● TASK TO CARRY OUT
Restate all of the entries exactly, each line as it stands.

● Extracted records
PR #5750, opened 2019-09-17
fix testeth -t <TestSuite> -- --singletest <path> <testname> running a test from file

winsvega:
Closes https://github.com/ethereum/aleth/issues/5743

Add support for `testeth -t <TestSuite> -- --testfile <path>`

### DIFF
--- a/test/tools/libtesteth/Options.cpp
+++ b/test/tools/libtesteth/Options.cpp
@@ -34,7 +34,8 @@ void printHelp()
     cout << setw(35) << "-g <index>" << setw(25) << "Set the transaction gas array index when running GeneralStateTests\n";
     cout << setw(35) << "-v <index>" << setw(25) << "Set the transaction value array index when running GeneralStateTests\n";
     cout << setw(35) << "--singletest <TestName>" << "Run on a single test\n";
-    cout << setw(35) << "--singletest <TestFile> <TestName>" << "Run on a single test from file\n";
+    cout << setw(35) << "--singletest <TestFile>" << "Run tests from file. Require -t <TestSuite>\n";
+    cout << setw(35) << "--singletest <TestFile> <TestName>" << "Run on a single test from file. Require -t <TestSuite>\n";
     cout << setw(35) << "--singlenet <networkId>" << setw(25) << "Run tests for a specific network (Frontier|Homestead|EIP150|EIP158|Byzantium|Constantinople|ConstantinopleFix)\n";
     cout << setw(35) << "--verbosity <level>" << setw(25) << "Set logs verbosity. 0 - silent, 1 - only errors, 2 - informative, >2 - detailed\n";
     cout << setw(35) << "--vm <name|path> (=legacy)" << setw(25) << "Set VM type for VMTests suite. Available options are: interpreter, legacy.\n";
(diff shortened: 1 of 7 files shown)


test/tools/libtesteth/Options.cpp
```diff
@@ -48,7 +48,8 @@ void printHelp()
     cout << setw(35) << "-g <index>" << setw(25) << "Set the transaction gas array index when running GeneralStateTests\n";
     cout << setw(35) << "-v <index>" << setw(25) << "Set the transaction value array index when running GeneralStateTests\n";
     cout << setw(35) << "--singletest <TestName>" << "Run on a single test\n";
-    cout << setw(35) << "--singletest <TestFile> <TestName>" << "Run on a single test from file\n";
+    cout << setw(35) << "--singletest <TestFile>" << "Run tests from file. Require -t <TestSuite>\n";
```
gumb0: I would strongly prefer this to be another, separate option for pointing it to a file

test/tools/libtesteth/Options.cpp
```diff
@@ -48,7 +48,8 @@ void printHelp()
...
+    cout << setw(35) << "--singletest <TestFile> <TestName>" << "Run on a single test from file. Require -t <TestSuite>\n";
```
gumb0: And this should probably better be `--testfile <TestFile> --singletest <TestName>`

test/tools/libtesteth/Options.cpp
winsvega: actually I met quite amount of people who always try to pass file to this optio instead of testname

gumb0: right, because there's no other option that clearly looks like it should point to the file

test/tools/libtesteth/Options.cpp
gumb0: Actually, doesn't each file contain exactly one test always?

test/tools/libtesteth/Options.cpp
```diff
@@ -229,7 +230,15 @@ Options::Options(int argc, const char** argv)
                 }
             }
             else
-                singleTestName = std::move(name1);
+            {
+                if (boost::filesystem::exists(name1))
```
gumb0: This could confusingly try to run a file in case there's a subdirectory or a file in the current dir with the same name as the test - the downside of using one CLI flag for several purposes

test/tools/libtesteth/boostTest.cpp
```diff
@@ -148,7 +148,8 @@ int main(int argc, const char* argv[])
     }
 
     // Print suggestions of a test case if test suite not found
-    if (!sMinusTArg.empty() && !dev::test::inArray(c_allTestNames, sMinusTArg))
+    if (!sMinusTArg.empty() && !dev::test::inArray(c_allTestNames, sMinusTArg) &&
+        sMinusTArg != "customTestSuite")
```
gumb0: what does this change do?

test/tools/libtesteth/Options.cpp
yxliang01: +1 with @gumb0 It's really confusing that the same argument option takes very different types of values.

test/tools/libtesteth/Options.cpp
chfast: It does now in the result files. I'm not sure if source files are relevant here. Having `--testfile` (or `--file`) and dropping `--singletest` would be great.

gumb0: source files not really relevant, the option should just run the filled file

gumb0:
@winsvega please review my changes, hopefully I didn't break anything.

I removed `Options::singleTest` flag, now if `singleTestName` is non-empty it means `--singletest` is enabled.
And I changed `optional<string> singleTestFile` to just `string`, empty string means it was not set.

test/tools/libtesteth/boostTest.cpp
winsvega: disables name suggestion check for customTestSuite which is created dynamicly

● TASK ANSWER
PR #5750, opened 2019-09-17
fix testeth -t <TestSuite> -- --singletest <path> <testname> running a test from file

winsvega:
Closes https://github.com/ethereum/aleth/issues/5743

Add support for `testeth -t <TestSuite> -- --testfile <path>`

### DIFF
--- a/test/tools/libtesteth/Options.cpp
+++ b/test/tools/libtesteth/Options.cpp
@@ -34,7 +34,8 @@ void printHelp()
     cout << setw(35) << "-g <index>" << setw(25) << "Set the transaction gas array index when running GeneralStateTests\n";
     cout << setw(35) << "-v <index>" << setw(25) << "Set the transaction value array index when running GeneralStateTests\n";
     cout << setw(35) << "--singletest <TestName>" << "Run on a single test\n";
-    cout << setw(35) << "--singletest <TestFile> <TestName>" << "Run on a single test from file\n";
+    cout << setw(35) << "--singletest <TestFile>" << "Run tests from file. Require -t <TestSuite>\n";
+    cout << setw(35) << "--singletest <TestFile> <TestName>" << "Run on a single test from file. Require -t <TestSuite>\n";
     cout << setw(35) << "--singlenet <networkId>" << setw(25) << "Run tests for a specific network (Frontier|Homestead|EIP150|EIP158|Byzantium|Constantinople|ConstantinopleFix)\n";
     cout << setw(35) << "--verbosity <level>" << setw(25) << "Set logs verbosity. 0 - silent, 1 - only errors, 2 - informative, >2 - detailed\n";
     cout << setw(35) << "--vm <name|path> (=legacy)" << setw(25) << "Set VM type for VMTests suite. Available options are: interpreter, legacy.\n";
(diff shortened: 1 of 7 files shown)


test/tools/libtesteth/Options.cpp
```diff
@@ -48,7 +48,8 @@ void printHelp()
     cout << setw(35) << "-g <index>" << setw(25) << "Set the transaction gas array index when running GeneralStateTests\n";
     cout << setw(35) << "-v <index>" << setw(25) << "Set the transaction value array index when running GeneralStateTests\n";
     cout << setw(35) << "--singletest <TestName>" << "Run on a single test\n";
-    cout << setw(35) << "--singletest <TestFile> <TestName>" << "Run on a single test from file\n";
+    cout << setw(35) << "--singletest <TestFile>" << "Run tests from file. Require -t <TestSuite>\n";
```
gumb0: I would strongly prefer this to be another, separate option for pointing it to a file

test/tools/libtesteth/Options.cpp
```diff
@@ -48,7 +48,8 @@ void printHelp()
...
+    cout << setw(35) << "--singletest <TestFile> <TestName>" << "Run on a single test from file. Require -t <TestSuite>\n";
```
gumb0: And this should probably better be `--testfile <TestFile> --singletest <TestName>`

test/tools/libtesteth/Options.cpp
winsvega: actually I met quite amount of people who always try to pass file to this optio instead of testname

gumb0: right, because there's no other option that clearly looks like it should point to the file

test/tools/libtesteth/Options.cpp
gumb0: Actually, doesn't each file contain exactly one test always?

test/tools/libtesteth/Options.cpp
```diff
@@ -229,7 +230,15 @@ Options::Options(int argc, const char** argv)
                 }
             }
             else
-                singleTestName = std::move(name1);
+            {
+                if (boost::filesystem::exists(name1))
```
gumb0: This could confusingly try to run a file in case there's a subdirectory or a file in the current dir with the same name as the test - the downside of using one CLI flag for several purposes

test/tools/libtesteth/boostTest.cpp
```diff
@@ -148,7 +148,8 @@ int main(int argc, const char* argv[])
     }
 
     // Print suggestions of a test case if test suite not found
-    if (!sMinusTArg.empty() && !dev::test::inArray(c_allTestNames, sMinusTArg))
+    if (!sMinusTArg.empty() && !dev::test::inArray(c_allTestNames, sMinusTArg) &&
+        sMinusTArg != "customTestSuite")
```
gumb0: what does this change do?

test/tools/libtesteth/Options.cpp
yxliang01: +1 with @gumb0 It's really confusing that the same argument option takes very different types of values.

test/tools/libtesteth/Options.cpp
chfast: It does now in the result files. I'm not sure if source files are relevant here. Having `--testfile` (or `--file`) and dropping `--singletest` would be great.

gumb0: source files not really relevant, the option should just run the filled file

gumb0:
@winsvega please review my changes, hopefully I didn't break anything.

I removed `Options::singleTest` flag, now if `singleTestName` is non-empty it means `--singletest` is enabled.
And I changed `optional<string> singleTestFile` to just `string`, empty string means it was not set.

test/tools/libtesteth/boostTest.cpp
winsvega: disables name suggestion check for customTestSuite which is created dynamicly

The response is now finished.